I wouldn't say "one OVER the others," but it's commonplace to love them differently.   Children are the same as any people... different personalities so some are difficult and some are easy.


----------



## hollydolly (Aug 8, 2019)

I love my daughter the best, she's number one...don't love any others...


Oh wait..I only have one child...


----------



## Lara (Aug 8, 2019)

I LOVE all my kids the same BUT I like one more than the others, 

in fact all of us like her more because well, she's more Likable!


----------



## jujube (Aug 8, 2019)

I only have one child, a daughter.  Only one granddaughter, too (but I did "inherit" four more granddaughters who I love dearly).  Now I have two great-granddaughters.  I hope I'll always love them the same.


----------



## Linda (Aug 8, 2019)

A lot of people, me included, would not care to answer this question.  I had 4 children.


----------



## Sassycakes (Aug 8, 2019)

I only have 2 children,a boy and a girl.
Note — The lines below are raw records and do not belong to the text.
Issue #22478, opened 2023-08-24
rsqrt_


he11owthere:
To-do list: https://github.com/unifyai/ivy/issues/15115

PR #22485, opened 2023-08-24
Added rsqrt_ method to the Paddle frontend

he11owthere:
closes https://github.com/unifyai/ivy/issues/22478

image


zhumakhan:
It seems tests are failing because package `dill` is missing. Implementation seems all good!

PR #22495, opened 2023-08-24
Modified floor_ method in the Paddle frontend

DRACrY0:
I've fixed the `floor_` method, which previously wasn't correctly performing the desired in-place modifications on the input array. This modification now ensures that the `floor_` method works as intended, directly modifying the input array inplace.

image


KareemMAX (approved):
Hey @DRACrY0,
LGTM, actually your code reveals a flaw in our testing pipeline which need to be fixed. I'll flag that internally

PR #22496, opened 2023-08-24
fixed the scipy func wrapping issues

umairjavaid:
-specific scipy function wrapping is not required because scipy expects a numpy array as input and outputs results using numpy array. we can simply use the scipy function wrapping here.


ivy/functional/frontends/scipy/linalg/linalg.py
```diff
@@ -1,6 +1,6 @@
 # global
 import ivy
-from ivy.functional.frontends.scipy.func_wrapper import (
+from ivy.functional.frontends.numpy.func_wrapper import (
     to_ivy_arrays_and_back,
 )
```
AnnaTz, line 6: It would be better practice if you imported the numpy function wrapper into the scipy func_wrapper file and used that in the scipy function files.

AnnaTz (changes requested):

ivy/functional/frontends/scipy/linalg/linalg.py
umairjavaid: fixed it

PR #22516, opened 2023-08-25
fix: adding to_dlpack method to support __dlpack__ and __dlpack_device__ in ivy.array

abdulasiraj:
There's problem with jax regarding this behavior. I've raised the issue on jax [repo](https://github.com/google/jax/issues/17285).


ivy-leaves:

Thank you :hugs:

vedpatwardhan (commented):
Given that there's an ongoing discussion on the discord server regarding this, I haven't suggested any changes here yet, let me know once you're done with the changes as per the conclusion of that discussion. Thanks @abdulasiraj 😄

hmahmood24:
I hope you don't mind if you can self-assign this @vedpatwardhan since you're the most suited for reviewing this? If not, no worries. Thanks! 😃

vedpatwardhan:
Sure, I'll self-assign it 😄

abdulasiraj:
hi @vedpatwardhan,
This PR is ready to review. I've fixed `to_dlpack`, `from_dlpack` methods as well. I've tested them properly. they are working accept for `numpy` backend which doesn't support PyCapsule objects. Have a look and let me know if there's anything. Thanks!

abdulasiraj:
just adding @tomatillos to make sure things are working fine!

abdulasiraj:
Right now, we can't make it work for numpy as numpy only supports `__dlpack__` dunder method in order to consume but tf and paddle don't have implementation for `__dlpack__`. so, we can only leverage the capsule method by excluding numpy. Hope you get my point @tomatillos ?
thanks!

ivy/data_classes/array/array.py
```diff
@@ -792,7 +792,7 @@ def __bool__(self):
         return self._data.__bool__()
 
     def __dlpack__(self, stream=None):
-        return self._data.__dlpack__()
+        return ivy.to_dlpack(self)
 
     def __dlpack_device__(self):
```
vedpatwardhan, line 797: have we tested if `__dlpack_device__` works correctly?

ivy/functional/backends/jax/creation.py
```diff
@@ -122,9 +122,15 @@ def eye(
...
 
 
+def to_dlpack(x, /, *, out: Optional[JaxArray] = None):
+    return jax.dlpack.to_dlpack(x)
+
+
 def from_dlpack(x, /, *, out: Optional[JaxArray] = None) -> JaxArray:
-    capsule = jax.dlpack.to_dlpack(x)
-    return jax.dlpack.from_dlpack(capsule)
+    # Right now, we can't support array because paddle and tf
```
vedpatwardhan, line 130: Have we created an issue on the `paddle` and `tensorflow` repositories regarding this? Would be great to link those issues here with a `ToDo` comment

ivy/functional/ivy/creation.py
```diff
@@ -1691,13 +1691,53 @@ def full(
     )
 
 
+@handle_exceptions
 @handle_backend_invalid
 @handle_nestable
-@handle_array_like_without_promotion
```
vedpatwardhan, line 1696: not sure why we've removed this decorator

ivy/functional/ivy/creation.py
```diff
@@ -1691,13 +1691,53 @@ def full(
...
+    in the standard.
+
+    Both the description and the type hints above assumes an array input for simplicity,
+    but this function is *nestable*, and therefore also accepts :class:`ivy.Container`
+    instances in place of any of the arguments.
+    """
+    return current_backend(x).to_dlpack(x, out=out)
+
+
+@handle_backend_invalid
```
vedpatwardhan, line 1740: we should also add all applicable decorators to `from_dlpack` if it accepts an `ivy.Array`

vedpatwardhan (changes requested):
Hey @abdulasiraj, just requested a few changes, thanks!

tomatillos:
Small point: the array api standard says that `from_dlpack` should take an object with a `__dlpack__` method, however in this implementation we need to pass capsules in some frameworks. (e.g. the test at the moment passes a capsule to the `from_dlpack` method, rather than an object with `__dlpack__` method). How strictly do we want to adhere to the api standard? If we stick with taking capsules, we could call it something different, or at least change the docstring. @vedpatwardhan 

I also wonder if the test could be improved by starting with an array in one framework, and then calling `from_dlpack` in another one, since this is likely the only reason these functions will be used. For the transpiler to be able to use this, we'd need to be able to convert between every pair of frameworks with these functions.

vedpatwardhan:
> Small point: the array api standard says that `from_dlpack` should take an object with a `__dlpack__` method, however in this implementation we need to pass capsules in some frameworks. (e.g. the test at the moment passes a capsule to the `from_dlpack` method, rather than an object with `__dlpack__` method). How strictly do we want to adhere to the api standard? If we stick with taking capsules, we could call it something different, or at least change the docstring. @vedpatwardhan
> 
> I also wonder if the test could be improved by starting with an array in one framework, and then calling `from_dlpack` in another one, since this is likely the only reason these functions will be used. For the transpiler to be able to use this, we'd need to be able to convert between every pair of frameworks with these functions.

Yeah that's a good point! I think we should create those issues on `paddle` and `tf` repos because we need the `__dlpack__` method for us to adhere to the standard, and let's continue with the same docstring as the standard for now, with a `ToDo` comment linking to those issues in the `paddle` and `tf` backend implementations. If the other backends support it anyway, we should also support array in `from_dlpack` for those backends saying that we'd be able to support them for `paddle` and `tf` once those issues are fixed on their repos 😄

Yeah completely agree with the improvement to the tests 👍

ivy/data_classes/array/array.py
abdulasiraj: No, as `tf` and `paddle` doesn't support these methods yet.

ivy/functional/ivy/creation.py
abdulasiraj: these decorators operate on array but on `PyCapsule` object as it's not array most decorators throw errors.

ivy/functional/ivy/creation.py
abdulasiraj: for `to_dlpack`, we can add these no problem as paramter is array.

abdulasiraj:
> 

makes sense. right now, we can just support for `to_dlpack` and `from_dlpack` but for aligning with array_api_standards we have to wait for `tf` and `paddle` to support these dunders. let me know the final implementation for now @tomatillos @vedpatwardhan .
thanks!

vedpatwardhan:
> > 
> 
> makes sense. right now, we can just support for `to_dlpack` and `from_dlpack` but for aligning with array_api_standards we have to wait for `tf` and `paddle` to support these dunders. let me know the final implementation for now @tomatillos @vedpatwardhan . thanks!

I think in the meantime, we can also have `to_dlpack` and `from_dlpack` aligned with the standard for the other backends right? ig we should the get those backends working according to the standard and leave `ToDo` comments with the `paddle` and `tf` backends linking the issues created on their repositories regarding supporting them. Thanks @abdulasiraj 😄

abdulasiraj:
Hi @vedpatwardhan,
thanks for your review but @tomatillos said we need all frameworks working which is only possible with legacy methods. let me know what you think. thanks!

vedpatwardhan:
> Hi @vedpatwardhan, thanks for your review but @tomatillos said we need all frameworks working which is only possible with legacy methods. let me know what you think. thanks!

So just to understand the point, the `tensorflow` and `paddle` backends don't have a `__dlpack__` dunder method right? But then does the legacy method you're referring to allow us to pass `ivy.Array` to `from_dlpack` and convert it to a capsule and then convert it to an `ivy.Array` of another backend? 
Also, what's the legacy method of conversion which you're referring to when it comes to `tensorflow` and `paddle`?
Because if that's not possible, we can't really say that the legacy method would get things working with `tensorflow` and `paddle`. And if it does, then we're already adhering with the standard except for the presence of the `__dunder__` method which we've already created issues for and can link for the time being, with the legacy method still working with `tensorflow` and `paddle` meaning it would be a working solution for @tomatillos in the time being across all backends.
Apologies if I'm missing something, thanks @abdulasiraj @tomatillos 😄

abdulasiraj:
so basically, `to_dlpack` and `from_dlpack` are not working across all backends before this PR. lagacy method is to use `to_dlpack` and `from_dlpack`. All framework supports these lagacy methods except numpy.  so, after this PR,

1 - `to_dlpack` and `from_dlpack` are working across all backends except numpy.
2 - dunders version is also working except in paddle and tf.

I'll add link to the issue for paddle and tf and we are good to merge this PR for now.  let me know what you think @vedpatwardhan 
thanks!

ivy/data_classes/array/array.py
```diff
@@ -792,9 +792,19 @@ def __bool__(self):
         return self._data.__bool__()
 
     def __dlpack__(self, stream=None):
-        return self._data.__dlpack__()
+        # Not completely supported yet as paddle and tf
```
vedpatwardhan, line 795: I think we can just add the comment once in `__dlpack__` as `__dlpack_device__` is right below it anyway. Rest looks good to merge, thanks @abdulasiraj 😄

They are very different in many ways but I love them both with all my heart.


----------



## DaveA (Aug 8, 2019)

We had 4 kids in a 5-1/2 year span, 3 girls and a boy.  Love 'em all and like 'em as well.  The 4 of them were all together at our son's home in Connecticut this past week-end.   Our 3 daughters had gone down for their "Sisters week-end". which they celebrate every year.  Usually they go to the cottage in Maine and Scott's wife (our wonderful DIL) is always included.  This year she has been diagnosed with pancreatic cancer and our girls made the week-end at her house.  They all had a good time although they mentioned that she tires easily.  Sad times for our family as she is only 55 and an RN so she knows what she has ahead of her.

Anyway -great kids and they have made our aging a pleasure.


----------



## Gary O' (Aug 8, 2019)

All my kids think they are my favorite.

I did a poster on the subject


----------



## hypochondriac (Aug 9, 2019)

i dont have kids but i often wonder if my parents had faves. They had 7 boys. 
If they did have a fave i never noticed. I got lots of love and attention. Possibly more than i deserved.


----------



## norman (Aug 9, 2019)

Love em all the same, but one has needed a lot more help than the others.


----------



## JustBonee (Aug 9, 2019)

Equal in love, but all so different in their ways.


----------



## cookiei (Aug 9, 2019)

I don't have children but my father favored boys over girls.  He hated me because of my gender.  He said "Girls and women are useless.  They don't work and don't make money."


----------



## charry (Aug 9, 2019)

i have 2 sons, and i must say i favour the youngest , who is like me, 
my eldest is so much like his father ( my ex)....so even though i love him,  i  dont particularly   like him !


----------



## Rosemarie (Aug 9, 2019)

I have to say yes....or to be more accurate, I love them equally but feel a closeness to one more than the others.


----------



## Lc jones (Aug 9, 2019)

I love them equally and if I didn’t  Love them equally  I’d never let them know. I think it’s one of the most harmful things a parent could ever do to a child! I’ve seen it in action and it’s terrible....


----------



## Rosemarie (Aug 9, 2019)

Lc jones said:


> I love them equally and if I didn’t  Love them equally  I’d never let them know. I think it’s one of the most harmful things a parent could ever do to a child! I’ve seen it in action and it’s terrible....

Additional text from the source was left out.